Prompt: Each entry needs to be reproduced exactly as it is.

[Opening Extracted information section]

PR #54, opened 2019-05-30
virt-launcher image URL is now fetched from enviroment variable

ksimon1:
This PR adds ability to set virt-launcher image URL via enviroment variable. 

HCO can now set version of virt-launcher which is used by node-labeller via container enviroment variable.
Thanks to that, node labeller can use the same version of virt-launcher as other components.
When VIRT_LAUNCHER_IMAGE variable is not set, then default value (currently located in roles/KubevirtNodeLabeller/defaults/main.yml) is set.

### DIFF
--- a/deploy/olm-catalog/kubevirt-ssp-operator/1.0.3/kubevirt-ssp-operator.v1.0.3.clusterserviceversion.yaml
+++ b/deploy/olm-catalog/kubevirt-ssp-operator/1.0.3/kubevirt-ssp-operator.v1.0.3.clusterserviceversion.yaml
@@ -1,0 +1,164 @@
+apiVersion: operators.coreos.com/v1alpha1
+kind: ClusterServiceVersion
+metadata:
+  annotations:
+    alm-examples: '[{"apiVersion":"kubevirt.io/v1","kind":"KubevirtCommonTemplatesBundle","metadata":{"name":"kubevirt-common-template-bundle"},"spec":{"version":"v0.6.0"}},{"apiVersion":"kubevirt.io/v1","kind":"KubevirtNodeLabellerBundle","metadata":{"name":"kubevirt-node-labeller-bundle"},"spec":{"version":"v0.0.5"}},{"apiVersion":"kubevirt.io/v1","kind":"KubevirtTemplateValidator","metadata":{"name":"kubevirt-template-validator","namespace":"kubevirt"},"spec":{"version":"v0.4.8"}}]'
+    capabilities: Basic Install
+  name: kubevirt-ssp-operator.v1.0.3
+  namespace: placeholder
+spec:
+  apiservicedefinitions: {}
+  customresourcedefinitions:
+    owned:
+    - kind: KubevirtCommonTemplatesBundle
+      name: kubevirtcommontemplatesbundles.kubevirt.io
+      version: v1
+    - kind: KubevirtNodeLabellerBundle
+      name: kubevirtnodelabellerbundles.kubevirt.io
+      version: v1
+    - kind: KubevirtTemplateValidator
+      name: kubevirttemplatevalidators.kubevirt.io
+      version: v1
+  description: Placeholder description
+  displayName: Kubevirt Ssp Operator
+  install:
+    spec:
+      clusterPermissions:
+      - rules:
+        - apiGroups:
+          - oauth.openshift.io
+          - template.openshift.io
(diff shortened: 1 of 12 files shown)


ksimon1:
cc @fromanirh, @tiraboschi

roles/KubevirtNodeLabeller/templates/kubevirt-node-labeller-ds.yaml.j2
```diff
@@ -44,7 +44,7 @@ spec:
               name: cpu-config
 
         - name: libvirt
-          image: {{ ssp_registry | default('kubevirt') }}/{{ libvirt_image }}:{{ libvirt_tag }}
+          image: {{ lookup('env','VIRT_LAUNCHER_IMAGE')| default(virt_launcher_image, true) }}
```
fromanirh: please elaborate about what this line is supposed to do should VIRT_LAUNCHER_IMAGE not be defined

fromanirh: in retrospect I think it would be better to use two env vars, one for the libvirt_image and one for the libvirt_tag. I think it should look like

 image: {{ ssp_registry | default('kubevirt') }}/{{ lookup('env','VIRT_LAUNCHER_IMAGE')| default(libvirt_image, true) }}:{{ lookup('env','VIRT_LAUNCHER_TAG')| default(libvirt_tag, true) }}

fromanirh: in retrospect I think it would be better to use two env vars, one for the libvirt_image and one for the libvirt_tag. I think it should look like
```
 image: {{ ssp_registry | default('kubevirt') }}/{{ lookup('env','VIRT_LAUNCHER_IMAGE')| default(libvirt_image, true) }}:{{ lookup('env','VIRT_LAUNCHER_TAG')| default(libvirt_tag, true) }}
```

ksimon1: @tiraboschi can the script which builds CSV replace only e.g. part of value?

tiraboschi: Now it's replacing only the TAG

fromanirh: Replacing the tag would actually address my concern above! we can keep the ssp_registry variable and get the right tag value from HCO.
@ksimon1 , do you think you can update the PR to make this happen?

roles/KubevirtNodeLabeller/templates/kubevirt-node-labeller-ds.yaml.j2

[Closing Extracted information section]

Output below:
PR #54, opened 2019-05-30
virt-launcher image URL is now fetched from enviroment variable

ksimon1:
This PR adds ability to set virt-launcher image URL via enviroment variable. 

HCO can now set version of virt-launcher which is used by node-labeller via container enviroment variable.
Thanks to that, node labeller can use the same version of virt-launcher as other components.
When VIRT_LAUNCHER_IMAGE variable is not set, then default value (currently located in roles/KubevirtNodeLabeller/defaults/main.yml) is set.

### DIFF
--- a/deploy/olm-catalog/kubevirt-ssp-operator/1.0.3/kubevirt-ssp-operator.v1.0.3.clusterserviceversion.yaml
+++ b/deploy/olm-catalog/kubevirt-ssp-operator/1.0.3/kubevirt-ssp-operator.v1.0.3.clusterserviceversion.yaml
@@ -1,0 +1,164 @@
+apiVersion: operators.coreos.com/v1alpha1
+kind: ClusterServiceVersion
+metadata:
+  annotations:
+    alm-examples: '[{"apiVersion":"kubevirt.io/v1","kind":"KubevirtCommonTemplatesBundle","metadata":{"name":"kubevirt-common-template-bundle"},"spec":{"version":"v0.6.0"}},{"apiVersion":"kubevirt.io/v1","kind":"KubevirtNodeLabellerBundle","metadata":{"name":"kubevirt-node-labeller-bundle"},"spec":{"version":"v0.0.5"}},{"apiVersion":"kubevirt.io/v1","kind":"KubevirtTemplateValidator","metadata":{"name":"kubevirt-template-validator","namespace":"kubevirt"},"spec":{"version":"v0.4.8"}}]'
+    capabilities: Basic Install
+  name: kubevirt-ssp-operator.v1.0.3
+  namespace: placeholder
+spec:
+  apiservicedefinitions: {}
+  customresourcedefinitions:
+    owned:
+    - kind: KubevirtCommonTemplatesBundle
+      name: kubevirtcommontemplatesbundles.kubevirt.io
+      version: v1
+    - kind: KubevirtNodeLabellerBundle
+      name: kubevirtnodelabellerbundles.kubevirt.io
+      version: v1
+    - kind: KubevirtTemplateValidator
+      name: kubevirttemplatevalidators.kubevirt.io
+      version: v1
+  description: Placeholder description
+  displayName: Kubevirt Ssp Operator
+  install:
+    spec:
+      clusterPermissions:
+      - rules:
+        - apiGroups:
+          - oauth.openshift.io
+          - template.openshift.io
(diff shortened: 1 of 12 files shown)


ksimon1:
cc @fromanirh, @tiraboschi

roles/KubevirtNodeLabeller/templates/kubevirt-node-labeller-ds.yaml.j2
```diff
@@ -44,7 +44,7 @@ spec:
               name: cpu-config
 
         - name: libvirt
-          image: {{ ssp_registry | default('kubevirt') }}/{{ libvirt_image }}:{{ libvirt_tag }}
+          image: {{ lookup('env','VIRT_LAUNCHER_IMAGE')| default(virt_launcher_image, true) }}
```
fromanirh: please elaborate about what this line is supposed to do should VIRT_LAUNCHER_IMAGE not be defined

fromanirh: in retrospect I think it would be better to use two env vars, one for the libvirt_image and one for the libvirt_tag. I think it should look like

 image: {{ ssp_registry | default('kubevirt') }}/{{ lookup('env','VIRT_LAUNCHER_IMAGE')| default(libvirt_image, true) }}:{{ lookup('env','VIRT_LAUNCHER_TAG')| default(libvirt_tag, true) }}

fromanirh: in retrospect I think it would be better to use two env vars, one for the libvirt_image and one for the libvirt_tag. I think it should look like
```
 image: {{ ssp_registry | default('kubevirt') }}/{{ lookup('env','VIRT_LAUNCHER_IMAGE')| default(libvirt_image, true) }}:{{ lookup('env','VIRT_LAUNCHER_TAG')| default(libvirt_tag, true) }}
```

ksimon1: @tiraboschi can the script which builds CSV replace only e.g. part of value?

tiraboschi: Now it's replacing only the TAG

fromanirh: Replacing the tag would actually address my concern above! we can keep the ssp_registry variable and get the right tag value from HCO.
@ksimon1 , do you think you can update the PR to make this happen?

roles/KubevirtNodeLabeller/templates/kubevirt-node-labeller-ds.yaml.j2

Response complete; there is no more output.